Parti de Tuzla, jadis la plus importante ville industrielle de Bosnie, où des milliers de salariés se sont retrouvés au chômage à cause des échecs en série des privatisations de leurs usines, le mouvement a gagné la capitale et plusieurs autres grandes villes.

Il s'agit toutefois des agglomérations où les Musulmans sont majoritaires. Le mouvement n'a pas embrasé les régions peuplées par des Serbes et des Croates. Sauf à Mostar, une ville divisée entre Croates et Musulmans, où des manifestants des deux communautés ont saccagé vendredi ensemble l'immeuble abritant les autorités régionales.

Quelle que soit la date des prochaines législatives, les violences de vendredi qui ont surpris et choqué les Bosniens ont alimenté les dissensions entre les principaux partis musulmans.

Ainsi, Bakir Izetbegovic, le dirigeant du principal parti musulman (SDA), a accusé le ministre de la Sécurité, Fahrudin Radoncic, et leader d'une autre formation alliée au pouvoir, de n'avoir pas mis en place un dispositif pour protéger les institutions de l'État.

«Est-ce qu'il qu'il est le président d'un parti que cette situation arrangerait (...) ou bien est-il le ministre de la Sécurité qui doit agir pour protéger les édifices et les gens?», s'est interrogé M. Izetbegovic à l'adresse de son adversaire.

Ancien homme d'affaires entré dans la politique il y a quatre ans, M. Radoncic, leader de l'Union pour un meilleur avenir (SBB), s'est défendu en assurant que la mise en place d'un dispositif pour coordonner les forces de police ne relevait pas de ses prérogatives

Il n'a pas hésité à exprimer son soutien aux manifestants en dénonçant «un pouvoir incompétent qui dirige depuis vingt ans» la Bosnie.

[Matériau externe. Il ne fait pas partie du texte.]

PR #732, opened 2021-05-28
Task-44606: Write an article button is not shown until an explicit refresh of the space activity stream

AzmiTouil:
The problem is that the newsComposerPlugin is loaded only at the first site page access and not when switching from one page to another, so the "enabled" parameter will keep the initial value.
To fix this problem, we have to call the "enabled" method each time the component loads.

### DIFF
--- a/webapp/portlet/src/main/webapp/activity-composer-app/components/ExoActivityComposer.vue
+++ b/webapp/portlet/src/main/webapp/activity-composer-app/components/ExoActivityComposer.vue
@@ -236,7 +236,7 @@ export default {
       const urls = [];
       this.activityComposerActions = getActivityComposerActionExtensions();
       this.activityComposerActions.forEach(action => {
-        this.checkEnabled(action);
+        this.setExtensionEnabled(action);
         if (action.component) {
           this.actionsData[action.key] = action.component.model.value;
           this.actionsEvents[action.key] = action.component.events;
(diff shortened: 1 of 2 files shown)


webapp/portlet/src/main/webapp/activity-composer-app/components/ExoActivityComposer.vue
```diff
@@ -183,6 +184,11 @@ export default {
     },
     activityBodyEdited: function() {
       return this.activityId ? this.escapeHTML(this.message.split('<oembed>')[0]) === this.escapeHTML(this.cleanInitialActivityBody(this.activityBody)) : false;
+    },
+    enabledActivityComposerActions: function () {
```
azayati, line 188:
```suggestion
    enabledActivityComposerActions: function () {
    return this.activityComposerActions && this.activityComposerActions.filter(activityComposerAction => isExtensionEnabled(activityComposerAction));
    
```

webapp/portlet/src/main/webapp/activity-composer-app/components/ExoActivityComposer.vue
```diff
@@ -240,6 +247,23 @@ export default {
       });
       exoi18n.loadLanguageAsync(eXo.env.portal.language, urls);
     },
+    checkEnabled(action) {
```
azayati: keep the same function isExtensionEnabled of extension.js

azayati (changes requested):
See review

PR #748, opened 2021-06-03
Task-38140: Fix When searching a user and clicking on i the about me field is empty

NaderSai:
Problem: The about me property is not displayed when searching user from the unified search after clicking on the "i" icon.
How it was solved: by setting the about me property in the user object from the search result returned by the Elastic Search engine.


ahamdi (approved):
LGTM

PR #750, opened 2021-06-04
TASK-45123 : Deleted ActivitiesRestService service

nidhalnidhal:
i deleted ActivitiesRestService class and all its dependencies as it is no longer used to fetch data and it comes with a huge  security hole because all end points are not marked with @RolesAllowed .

«J'avais dit il y a quelques mois que si l'État ne provoque pas un tsunami contre la corruption, alors on va avoir un tsunami citoyen. Et bien, c'est ce qui s'est passé», a-t-il ajouté.

L'analyste politique Srecko Latal estime toutefois qu'aucune force politique ne se trouve derrière ces manifestations.

«Le principal message que cette violence a envoyé est que les citoyens en ont assez de la classe politique et qu'ils ne font aucune différence entre les partis politiques», dit M. Latal.